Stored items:
PR #168, opened 2017-12-05
buildozer: add command line flag to override build file names

andrewjcg:
Lots of places in the code still assume BUILD is the build file name, as such
this is mainly useful to add additional build file names.

### DIFF
--- a/buildozer/main.go
+++ b/buildozer/main.go
@@ -38,6 +38,7 @@ var (
 
 	shortenLabelsFlag  = flag.Bool("shorten_labels", true, "convert added labels to short form, e.g. //foo:bar => :bar")
 	deleteWithComments = flag.Bool("delete_with_comments", true, "If a list attribute should be deleted even if there is a comment attached to it")
+	buildFiles         = stringList("build-files", "comma-separated list of build file names")
 )
 
 func stringList(name, help string) func() []string {
@@ -72,6 +73,7 @@ func main() {
 		Quiet:             *quiet,
 		EditVariables:     *editVariables,
 		IsPrintingProto:   *isPrintingProto,
+		BuildFileNames:    buildFiles(),
 	}
 	os.Exit(edit.Buildozer(flag.Args()))
 }
--- a/edit/buildozer.go
+++ b/edit/buildozer.go
@@ -51,10 +51,19 @@ type Options struct {
 	Quiet             bool     // suppress informational messages.
 	EditVariables     bool     // for attributes that simply assign a variable (e.g. hdrs = LIB_HDRS), edit the build variable instead of appending to the attribute.
 	IsPrintingProto   bool     // output serialized devtools.buildozer.Output protos instead of human-readable strings
+	BuildFileNames    []string // list of build file names
 }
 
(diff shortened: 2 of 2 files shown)


bazel-io:

laurentlb:
Hi, why do you need this?
I thought checking for Bazel/Buck/Pants files would be enough. Is there another scenario?

Thanks

andrewjcg:
Ah sorry, missed your comment.

We have an older repo which uses a different name for build files (`TARGETS`) and thought this might be more desirable than adding another name to the list.

We have some wrappers (supporting a narrower UI) that we use to make this work currently by temporarily copying the original to use the `BUILD` basename, so this change isn't that big of a deal.  It just means we can't run `buildozer` directly.

laurentlb:
I would prefer to avoid adding a new flag for that. Is it an option to rename your files in the old repo?

mprobst:
I have this issue too – we have packages that contain both a `BUILD` and a `BUILD.bazel` file, one for blaze and one for bazel. It'd be nice if we could select the right file when running buildozer.

benjaminp:
buildifier on master now parses `BUILD.bazel` files as `BUILD` files. In #400, I extend the heuristic to match filenames commonly used for external workspace `BUILD` files.

motiz88:
This is a few years old now, but as a data point, I've run into a case within Meta's codebase where the hardcoded list is problematic.

In a part of the repo where we use Buck, we have a particular directory with the following two files:
* `BUCK`
* `build` (some random shell script not related to the Buck build)

In a Mac environment (where the filesystem is case insensitive), buildozer errors when we ask it to edit the `BUCK` file in this directory, because it thinks `build` is a `BUILD` file (and `BUILD` always takes precedence over `BUCK` per [`BuildFileNames`](https://github.com/bazelbuild/buildtools/blob/0e2f864aac3a1b18d758b5690f273b3094031603/edit/buildozer.go#L892)). It seems like we'd have to either patch our buildozer binary to reorder `BuildFileNames`, or reorganise our repo to avoid the issue. A flag would allow us to specify the ordering dynamically when invoking buildozer.

hick209:
Any updates on this?

oreflow:
I believe this PR unfortunately lacks quite a few updates before it would be in a mergeable state.

- The changes lack tests
- The changes are based on an 8 year old revision (which might be cause for following items)
- The changes only modifies the buildozer.go file names, which is incomplete as file name is used in more locations, for instance
  - file names are referenced in https://github.com/bazelbuild/buildtools/blob/eb7356da689578567b6ba8534b900c20781a835d/buildifier/utils/utils.go#L41
  - lex.go uses the file name to determine the type of the file (since for instance bzl and BUILD files are handled differently)
https://github.com/bazelbuild/buildtools/blob/eb7356da689578567b6ba8534b900c20781a835d/build/lex.go#L125

As we are ramping up support for this repository, I think this change as a whole is quite reasonable, so if someone has time to revise this to be done on the latest revision I'm happy to review the PR. But as this is so outdated I would suggest creating a new PR rather than trying to update this one.

Created #1435 for tracking of the topic itself, but closing off this one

Activity: Look above for the line containing "As we are ramping". From there to the final line of the entries, repeat every line exactly.

Your solution:
As we are ramping up support for this repository, I think this change as a whole is quite reasonable, so if someone has time to revise this to be done on the latest revision I'm happy to review the PR. But as this is so outdated I would suggest creating a new PR rather than trying to update this one.

Created #1435 for tracking of the topic itself, but closing off this one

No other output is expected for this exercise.